第七章
└十
(ちょ、え、薬売りさん!?)
うろたえる私に目もくれず、薬売りさんは涼しい顔で空いているほうの手でお猪口をあおった。
「結?」
「は、はい!!」
「大丈夫か?やっぱり止めておく?」
「あ、ううん!大丈夫!ありがとう、秀ちゃん」
秀ちゃんは心配そうに眉を寄せると、私の顔を覗き込んだ。
「そう?さっきから顔が青くなったり赤くなったりしてるけど…」
「え!?いや、大丈夫、本当に!秀ちゃんは優しいね!」
私が慌てて答えると、今度は秀ちゃんが少し頬を赤らめた。
「???秀ちゃんこそ大丈夫?少し飲みすぎ……いいぃぃいっ!!」
「ど、どうした!?」
「なななななななんでもない…!」
(く…薬売りさん!!)
私は無言のまま彼を睨む。
さっきまで弄ぶように私の指に絡めていた薬売りさんの指が、急にぎゅうっと締められたのだ。
しかし薬売りさんは、しれっとお酒を呑みながら秀ちゃんを見ている。
そして指は緩められ、また私の指を弄び始めた。
(も、もう…!!)
怒っていいのか照れていいのかわからないまま、私は串焼きを頬張った。
カタン…ッ
「え…?あ、よし乃ちゃん!?」
不意に響いた音にハッとして顔を上げると、よし乃ちゃんが青い顔をして箸を落としていた。
苦しそうに眉を顰める彼女に、みんなが注目する。
「ご、ごめんなさい…少し気分が悪くて…」
「よし乃、大丈夫か?」
「うん…悪いけど、私、先に宿に戻っても…?」
そう言ってよし乃ちゃんは、私と薬売りさんをチラッと見た。
『…もちろん。
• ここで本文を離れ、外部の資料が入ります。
PR #1552, opened 2022-09-21
Object Store Logger Race Condition + EMA Fix

mvpatel2000:
Fixes [CO-1097](https://mosaicml.atlassian.net/browse/CO-1097). Object logger calls join in `post_close`. At this point, the interpreter has shutdown so new futures cannot be scheduled. So, if the worker for the last checkpoint save has not scheduled the future yet, the upload will error out. To avoid this, we need to wait for all workers to finish after each Trainer function call to ensure all futures are scheduled. 

This is a partial fix because anything logged in close by another callback won't (potentially) be logged. I don't think this is possible to support though since once you're in the close phase, you can't create futures

Note that we can't really add a test for this since it's a race condition.


mvpatel2000:
Update: It looks like there were actually two (!!) bugs going on here. The previous implementation of `checkpoint_save_interval` was not idempotent, so when EMA was modified last week to move the EMA weights into the default weight slot on a checkpoint event, it broke checkpointing for end of training.

composer/callbacks/checkpoint_saver.py
```diff
@@ -55,20 +55,13 @@ def checkpoint_periodically(interval: Union[str, int, Time]) -> Callable[[State,
...
 
+        # Always checkpoint at end of training
         if elapsed_duration >= 1.0:
-            # if doing batch-wise checkpointing, and we saved a checkpoint at the batch_checkpoint event
-            # right before the epoch_checkpoint event, do not save another checkpoint at the epoch_checkpoint
-            # event if the batch count didn't increase.
-            if state.timestamp.batch != last_checkpoint_batch:
-                last_checkpoint_batch = state.timestamp.batch
-                return True
+            return True
```
hanlint, line 64: just so i understand, this is a stylistic change, not functional, correct?

hanlint (approved):
LGTM, thanks for tracing down this nasty race condition!

composer/callbacks/checkpoint_saver.py
mvpatel2000: Discussed offline, this is a functional change and not a stylistic one. See:
> Update: It looks like there were actually two (!!) bugs going on here. The previous implementation of checkpoint_save_interval was not idempotent, so when EMA was modified last week to move the EMA weights into the default weight slot on a checkpoint event, it broke checkpointing for end of training. Fixed checkpoint_save_interval to be idempotent.

mvpatel2000:
Red button merging because Evan is on vacation.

大丈夫ですか?薬を?』
「そうだよ、薬売りさんは薬売りさんだしきっといい薬持って…」
『何を意味不明な事を…』
よし乃ちゃんは私たちを見てクスッと笑うと、首を横に振った。
「ありがとう…でもそこまでじゃないし…そうだ、結」
「うん?」
「悪いんだけど、宿屋まで一緒に来てくれないかな…夜道だし不安で…」
そう言ってよし乃ちゃんはキュッと私の袖を摘んだ。
「……!そ、そうだよね!送っていくよ!」
私は薬売りさんの手から逃れると、勢いよく立ち上がった。
「じゃあ送ってきます」
「あぁ、結よろしくな」
『…………』
そして不服そうな薬売りさんの顔に若干びくびくしながら、よし乃ちゃんと連れ立って店を出た。
彼女の体を支えるようにして暖簾を潜る。
私は不謹慎ながらも、彼女が私を頼ってくれたことに少し嬉しさを感じていた。
(…そうだよね、いきなり居なくなった幼馴染にこんな所で再会したんだもん)
ずっと彼女から感じていた違和感。
きっとそれは当然な反応で。
この町に来てから周囲の人が親切で、私自身の気遣いする気持ちが鈍っていたかもしれない。
私はみんなの優しさに感謝しながらも、少し反省混じりの気持ちでよし乃ちゃんを見た。
顔を俯けたまま無言のよし乃ちゃんからは、その表情は伺えない。
「よし乃ちゃん、大丈夫?よし乃ちゃんたちが泊まってる宿ってどの辺に…」
私が問いかけると、よし乃ちゃんはスッと顔を上げた。
そして、ハァッと溜息のように息を吐くと、私をキッと睨みつける。
「え…よし乃ちゃ…きゃっ」
ぱしんっ
彼女は私の手を乱暴に払い除けると、ふいっと顔を背けてすたすたと暗い道を歩いて行ってしまう。
「あ…よし乃ちゃ…待って…!」
急な事に私の頭はついていかない。
それでも私は暗闇に消えようとしているよし乃ちゃんの背中を慌てて追いかけた。